The third section has no true unity. There is, first, a paper by Arthur C. Danto which considers the notion of artistic influence (and also that of ‘Modernism’ as a repudiation of

past influences) by means of a comparison between some examples of Chinese and Western art. Lynn S. Joy presents a relatively slight paper on the way in which with Gassendi a humanist interpretation of texts prepared the way for the new science. Finally, Robert Cummings Neville, provides a bit of a sermon, ostensibly on the supposed symbiotic relation between philosophy and theology, concerned with what the author calls the ‘covenantal’ view of human beings. There is also some play, as at many other places in the book, with the idea of narrative.

The final section, supposedly concerned with cultural memory and the interpretation of texts, contains, first, a piece of literary criticism in the form of ruminations on silence with reference to Keats’ ‘Ode on a Grecian Urn’. It is claimed that this has philosophical relevance, but it is not easy to see what. A paper by George L. Kline on some Russian assessments of Spinoza in the nineteenth century in relation to their German sources is relentlessly historical, and without much philosophical interest. John S. Rickard discusses the uses of the past in various ways in James Joyce’s Ulyssees, and, finally, Stanley Rosen presents a thesis about Plato’s exclusion of poetry from his republic, which turns on the claim that the Republic must be satire, because the dialogue is itself poetry. The editor maintains that the paper ‘epitomises Rosen’s ability to seduce a text into complete self- exposure’-a large claim.

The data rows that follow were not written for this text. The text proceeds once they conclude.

Issue #15900, opened 2024-07-30
Buy through Mercuryo doesn't work


dlipicar:
### Description

Attempting to purchase crypto using the mercuryo link we have in the Buy section results in a`Signature is invalid.` error after entering payment details.

The link needs to include a signature based on a secret key and the destination address, which needs to be predetermined when creating the URL parameters.

PR #15987, opened 2024-08-05
feat(@desktop/wallet): integrate new onramp status-go api

dlipicar:
status-go part: https://github.com/status-im/status-go/pull/5656
Closes https://github.com/status-im/status-desktop/issues/15900

https://www.figma.com/design/TS0eQX9dAZXqZtELiwKIoK/Swap---Milestone-1?t=BnZmPvC7U8TICkzK-0

### What does the PR do

Integrate new onramp status-go api
- There's some additional data from the onramp providers coming from the backend
- The URL is now obtained on-demand with a separate API function
- Mercuryo now requires a destination address and a token to be set before creating the URL.

QML work required to support this done in https://github.com/status-im/status-desktop/pull/16002

- Adapt to new model roles
- Loading animation when fetching providers
- Single/2-step process depending on `urlsRequireParameters` value
- Pre-selection of Account/Chain/Asset depending on where the Buy modal is launched from
- Chain/Asset selection screen based on supported assets for required providers
- Request URL through backend call
- Loading animation when requesting URL

https://github.com/user-attachments/assets/3e6935f4-f9c4-4afb-afd9-fba088cd1682


Khushboo-dev-cpp (approved):
LGTM!

src/app/modules/shared_models/contract_model.nim
```diff
@@ -0,0 +1,66 @@
...
+    result.items = @[]
+
+  proc `$`*(self: Model): string =
+    for i in 0 ..< self.items.len:
+      result &= fmt"""[{i}]:({$self.items[i]})"""
+
+  method rowCount(self: Model, index: QModelIndex = nil): int =
+    return self.items.len
+
+  proc countChanged(self: Model) {.signal.}
```
Khushboo-dev-cpp, line 34: was decided to not have this on the nim side, will be handled on UI side or rowCount will be used.

src/app_service/service/ramp/async_tasks.nim
```diff
@@ -0,0 +1,51 @@
+import json
+import backend/ramp as ramp_backend
+#include app_service/common/json_utils
+
+type
+  GetCryptoRampProvidersTaskArg* = ref object of QObjectTaskArg
```
Khushboo-dev-cpp, line 6: this may not be needed. maybe can use QObjectTaskArg directly instead?

src/app/modules/shared_models/contract_model.nim
caybro: otoh, if we really need it, it would actually be better to have it here and updated properly

src/app_service/service/ramp/async_tasks.nim
```diff
@@ -0,0 +1,51 @@
+import json
+import backend/ramp as ramp_backend
+#include app_service/common/json_utils
```
caybro, line 3: leftover?

src/app/modules/main/wallet_section/buy_sell_crypto/model.nim
```diff
@@ -60,14 +68,20 @@ QtObject:
...
+      result = newQVariant(item.getSupportedAssets)
+    of ModelRole.UrlsNeedParameters:
+      result = newQVariant(item.getUrlsNeedParameters)
 
   proc setItems*(self: Model, items: seq[Item]) =
     self.beginResetModel()
     self.list = items
     self.endResetModel()
+    for item in items:
+      echo item
```
caybro, line 87: Remove :)

src/app/modules/shared_models/contract_model.nim
dlipicar: hmm true, we should eventually do a batch replacement PR to make sure we use `rowCount` or `ModelCount.count` everywhere to align with the proposal

alaibe (approved):

caybro (approved):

Much of the language of the discussions is exceedingly opaque, and, as already mentioned, much of the philosophy is extremely general in its presentation. A few more ‘case-studies’ would have been illuminating, and might indeed have led to a qualification of some of the larger claims. Although the question of the role within philosophy of the history of the subject is an interesting one, and the second section of the book which contains the papers by MacIntyre and Lucas is thought-producing in that connection, it cannot be said that the collection as a whole is likely to have a substantial impact on cultural memory.